MINIクーパー クーペ(FF/6AT)【試乗記】
ますますゴーカート 2011.10.25 試乗記 MINIクーパー クーペ(FF/6AT)……396万5270円
「MINI」の新しいボディーバリエーションとなる「MINIクーペ」が日本に上陸。2シーターの新型に早速試乗した。
リメイクの時期は終わった
顔つきとウエストラインから下は、ざっと見たところ、ハッチバックと変わらない。しかしその上に載るキャビンが小さいために、相対的に足腰のたくましさが強調されていて、「MINIクーペ」のデザインにはいかにもイイ走りをしそうな雰囲気が漂っていた。ハッチバックと比べて車高は50mm低く、Aピラーの角度は13度寝かされている。これにより空力性能が改善され、加速と最高速がわずかに向上しているという(JCW仕様同士で比較した場合、0-100km/hは0.1秒短縮の6.4秒で、最高速は2km/h速い240km/h)。
MINIとしては5番目のバリエーションとなる。いにしえのオリジナルミニに範となるものがない「完全新型」のモデルとしては「クロスオーバー」に続く第2作目である。これまでニューミニは「オリジナルと比較すると……」などという接頭辞付きで語られることが多かったが、もはや過去をなぞる時期は終わり、新しい歴史を創造する段階に入ったわけだ。
その新しい歴史の創造は、クーペの日本発表に際して来日したMINIのカイ・ゼグラー執行役員によれば、順調に進んでいるという。たとえばクロスオーバーは2011年1月に発売され、これまでに3000台が販売された。この台数は日本における全販売の約30%に当たるそうだ。
「ミニブランドに期待されているものは、必ずしも小さなサイズのクルマだけではないということが、クロスオーバーの成功でわかりました。むしろ消費者にとって重要なのは、ミニというエキサイティングなブランドのクルマを所有することだと考えています」とゼグラー氏。クーペもそれに続くことができるだろうか? まずは室内をのぞいてみることにしよう。
リアルスポーツ的な室内風景
インストゥルメントパネルのデザインは、中央に大きなスピードメーターを置いた見慣れたものである。しかし車高が低められ、ウインドスクリーンの傾斜が強められたことによってキャビンはチョップドトップ的な形状になっており、室内はいかにもスポーツカー的な、「穴ぐら」に収まっているような印象がある。

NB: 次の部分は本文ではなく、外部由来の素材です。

PR #1376, opened 2022-03-12
Remove BACNet Binding from Oomph setup

wborn:
This binding is not compatible with OH3 and it has no main branch so if you select it the Oomph setup fails with:

```
java.lang.Exception: org.eclipse.jgit.api.errors.RefNotFoundException: Ref refs/remotes/origin/main cannot be resolved
  at org.eclipse.oomph.setup.git.impl.GitCloneTaskImpl.perform(GitCloneTaskImpl.java:974)
```

### DIFF
--- a/launch/openHAB2.setup
+++ b/launch/openHAB2.setup
@@ -2537,35 +2537,7 @@
     <stream
         name="main"/>
   </project>
-  <project name="6_bacnet"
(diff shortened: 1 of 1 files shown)


kaikreuzer (approved):
Thanks!

PR #1380, opened 2022-03-18
Add update instructions for removed MQTT System Broker

wborn:
* Instruct users to replace their things
* Remove mqttbroker.config

See also:

* openhab/openhab-addons#12157
* openhab/openhab-core#2842


cweitkamp (approved):
LGTM. Thanks.

PR #1398, opened 2022-06-18
Suppress warnings from CXF on startup

J-N-K:
Fixes https://github.com/openhab/openhab-core/issues/2998

Signed-off-by: Jan N. Klug <github@klug.nrw>


kaikreuzer (approved):
lgtm, thanks!

wborn:
Note that these changes will not have been applied if you upgrade from 3.2.0 to 3.3.0 because `update.lst` was not updated like [this](https://github.com/openhab/openhab-distro/blob/main/distributions/openhab/src/main/resources/bin/update.lst#L87).

If you upgrade from an older version like 3.1.0 they will be applied because it will then replace it as part of the 3.2.0 upgrade instructions.

It's also missing from [app/runtime/log4j2.xml](https://github.com/openhab/openhab-distro/blob/main/launch/app/runtime/log4j2.xml) so you'll keep running into these while debugging in Eclipse.

PR #1408, opened 2022-07-16
Add move instruction for transformation database

J-N-K:
Related to https://github.com/openhab/openhab-core/pull/3036

Although it is not very likely that someone already used it prior to the refactoring this will not hurt and save some trouble if someone did.

Signed-off-by: Jan N. Klug <github@klug.nrw>


wborn (approved):
Thanks!

PR #1364, opened 2024-05-20
feat: secure redis authentication [CVE-2024-31989]

iam-veeramalla:
**What type of PR is this?**
> /kind bug

Fix CVE-2024-31989

It has been discovered that an unprivileged pod in a different namespace on the same cluster could connect to the Redis server on port 6379. Despite having installed the latest version of the VPC CNI plugin on the EKS cluster, it requires manual enablement through configuration to enforce network policies. This raises concerns that many clients might unknowingly have open access to their Redis servers. This vulnerability could lead to Privilege Escalation to the level of cluster controller, or to information leakage, affecting anyone who does not have strict access controls on their Redis instance. This issue has been patched in version(s) 2.8.19, 2.9.15 and 2.10.10.

NA

Fixes CVE-2024-31989

### DIFF
--- a/controllers/argocd/policyrule.go
+++ b/controllers/argocd/policyrule.go
@@ -41,7 +41,6 @@ func policyRuleForRedis(client client.Client) []v1.PolicyRule {
 				"get",
 				"list",
 				"watch",
-				"create",
 			},
 		},
 	}
@@ -78,7 +77,6 @@ func policyRuleForRedisHa(client client.Client) []v1.PolicyRule {
 				"get",
 				"list",
 				"watch",
-				"create",
 			},
 		},
 	}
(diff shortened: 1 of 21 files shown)


controllers/argocd/policyrule.go
```diff
@@ -29,7 +29,22 @@ func policyRuleForApplicationController() []v1.PolicyRule {
...
+				"",
+			},
+			Resources: []string{
+				"secrets",
+			},
+			Verbs: []string{
+				"get",
+				"list",
+				"watch",
+				"create",
```
svghadi, line 44: what do you think on limiting this only to get? If I am not wrong, Redis will only read the secret and creation will happen in operator manager.

iam-veeramalla: Agreed. Made changes accordingly.

svghadi (approved):
Ran some manual test as well as ha kuttl test. LGTM. Thanks @iam-veeramalla

PR #1375, opened 2024-05-22
[code-refactoring] fix: correct appset controller status and update tests

anandrkskd:
**What type of PR is this?**
 /kind bug
 /kind failing-test

This PR fix missing application status report of argocd instance 
This PR fixes tests that due to miss-configuration

Fixes [GITOPS-4670](https://issues.redhat.com/browse/GITOPS-4670)


tests/k8s/1-001_validate_basic/01-assert.yaml
```diff
@@ -52,7 +52,7 @@ metadata:
 kind: ServiceAccount
 apiVersion: v1
 metadata:
-  name: example-argocd-argocd-redis-ha
+  name: example-argocd-argocd-redis
```
saumeya, line 55: Since the naming convention has changed in the current code, we can update all the names of service account and rolebindings in this test file to skip `argocd` duplication, 
For example - `name: example-argocd-redis`

tests/k8s/1-035_validate_applicationset_reconcile_enabled_set_true/07-install.yaml
saumeya, line 1: Why are we removing this test file?

tests/k8s/1-002_validate_cluster_config/README.md
saumeya, line 1: We should create a step to add a script patch the subscription before running this test. If needed we can can add a script to remove the env variable after the test has run.

saumeya (commented):
Thanks Anand, the changes look good. I have added a few comments, PTAL

As discussed, we have some other test failures but we can address them in subsequent PRs.

saumeya:
We also have 2 tests names 1-032, can we rename them to avoid confusion?

tests/k8s/1-001_validate_basic/01-assert.yaml
anandrkskd: updated

tests/k8s/1-035_validate_applicationset_reconcile_enabled_set_true/07-install.yaml
anandrkskd: That was unintentional, fixed it.

tests/k8s/1-002_validate_cluster_config/README.md
anandrkskd: I have discussed this with Siddhesh previously, we can move this test to one of the olm related tests that requires changes in the subscription. I would say we can let it be for now, and move once all tests are passing.
wdyt?
cc @svghadi

svghadi (approved):
Thanks @saumeya for the suggestions. I am merging this PR, we can address your suggestions regarding subscription modification in tests in a separate PR. 

LGTM. Thanks @anandrkskd

PR #1383, opened 2024-05-27
fix: Add net policy rbac and remove auth from sentinel script 

svghadi:
**What type of PR is this?**

 /kind bug

Follow up PR for #1364 to fix redis issues


svghadi:
I have verified the HA test manually. We are good to merge it @iam-veeramalla

iam-veeramalla (approved):
Thanks @svghadi

PR #1396, opened 2024-06-04
Automatically download correct operator-sdk version to bin dir, if not found

jgwest:
**What type of PR is this?**
/kind chore

- Update `Makefile` to automatically downloaded the specific version of operator-sdk into `(repo root)/bin`
- Update `codegen.yaml` to automatically use the Go version defined in `go.mod`

### DIFF
--- a/Makefile
+++ b/Makefile
@@ -24,6 +24,11 @@ BUNDLE_DEFAULT_CHANNEL := --default-channel=$(DEFAULT_CHANNEL)
 endif
 BUNDLE_METADATA_OPTS ?= $(BUNDLE_CHANNELS) $(BUNDLE_DEFAULT_CHANNEL)
 
+# Set the Operator SDK version to use.
+# This is useful for CI or a project to utilize a specific version of the operator-sdk toolkit.
+OPERATOR_SDK_VERSION ?= v1.11.0
+
+
 # IMAGE_TAG_BASE defines the docker.io namespace and part of the image name for remote images.
 # This variable is used to construct full image tags for bundle and catalog images.
 #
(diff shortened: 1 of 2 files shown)


Makefile
```diff
@@ -104,6 +109,32 @@ docker-build: test ## Build docker image with the manager.
...
 
+##@ Build Dependencies
+
+## Location to install dependencies to
+LOCALBIN ?= $(shell pwd)/bin
+$(LOCALBIN):
+	mkdir -p $(LOCALBIN)
+
+
+.PHONY: operator-sdk
```
jgwest, line 120: This block of script code is part of the standard Makefile generated by operator-sdk

Makefile
```diff
@@ -104,6 +109,32 @@ docker-build: test ## Build docker image with the manager.
...
+ifeq (,$(shell which operator-sdk 2>/dev/null))
+	@{ \
+	set -e ;\
+	mkdir -p $(dir $(OPERATOR_SDK)) ;\
+	OS=$(shell go env GOOS) && ARCH=$(shell go env GOARCH) && \
+	curl -sSLo $(OPERATOR_SDK) https://github.com/operator-framework/operator-sdk/releases/download/$(OPERATOR_SDK_VERSION)/operator-sdk_$${OS}_$${ARCH} ;\
+	chmod +x $(OPERATOR_SDK) ;\
+	}
+else
+OPERATOR_SDK = $(shell which operator-sdk)
```
svghadi, line 133: What if we directly use `operator-sdk` from `$PWD/bin/` instead of looking for it in the `PATH`? Recently, there has been some confusion about which `operator-sdk` version to use. Some developers have higher versions installed in their local `PATH`, resulting in differences in code generation. If we ignore the `operator-sdk` in the `PATH` and rely on the one in `$PWD/bin`, we could avoid this confusion. What do you think?

jgwest: @svghadi Done!

svghadi (approved):
LGTM. Thanks

jgwest:
Thanks @svghadi!

PR #1401, opened 2024-06-05
fix: don't change the default policy to reencrypt if the TLS secret is already present

chetan-rns:
**What type of PR is this?**

/kind bug

https://github.com/argoproj-labs/argocd-operator/pull/1363 changed the default termination policy from passthrough to reencrypt. However, there could be some users who have configured the old passthrough Route with a custom certificate before the upgrade. We don't want to overwrite their configuration once they upgrade the operator.

This PR introduces logic to update the Route to renencrypt only if the "argocd-server-tls` secret is not present.

Fixes #?

1. Install/Run an older version of the operator that still has Passthrough as default.
2. Verify that the Route is using the Passthrough policy. Configure a custom TLS secret "argocd-server-tls" using OpenSSL.
3. Run the operator with the changes in this PR
4. The route shouldn't be updated to reenecrypt.

### DIFF
--- a/controllers/argocd/route.go
+++ b/controllers/argocd/route.go
@@ -20,6 +20,7 @@ import (
 	"strings"
 
 	routev1 "github.com/openshift/api/route/v1"
+	corev1 "k8s.io/api/core/v1"
 	metav1 "k8s.io/apimachinery/pkg/apis/meta/v1"
 	"k8s.io/apimachinery/pkg/util/intstr"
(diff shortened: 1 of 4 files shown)


chetan-rns:
Story: https://issues.redhat.com/browse/GITOPS-4778

jgwest (approved):
LGTM, thanks @chetan-rns!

ルーフに帽子のつばみたいなスポイラーが装着されているために、リアウィンドウも、視界が思いのほか限られている。80km/hを超えると「アクティブリアスポイラー」が自動で上昇してくるために、さらに視界は遮られてしまう。スタイリングや雰囲気を優先した、きわめてスポーツカー的なアプローチの造形である。
座席配置は2シーターであり、いわゆるプラス2シートのようなものは存在しない。シートの背後にはガッチリとしたリアバルクヘッドがあり、それによって客室と荷台が完全に仕切られている。シートの後方には手さげカバンが置ける程度の狭い空間が残されているだけだ。もっとも荷台の容量自体は広く、280リッターにおよぶ。これはハッチバックモデルを上回っている。
細いタイヤも試してみたい
実用性をある程度割りきってまで走りに振ったかいあって、フットワークはハッチバックよりいちだんと小気味良さを感じさせるものとなっている。リアバルクヘッドの効果は相当に大きいらしく、あれだけ大きな開口部を持つハッチゲートを備えているのに、リアまわりがブルブルとだらしなく震えることはほとんどなかった。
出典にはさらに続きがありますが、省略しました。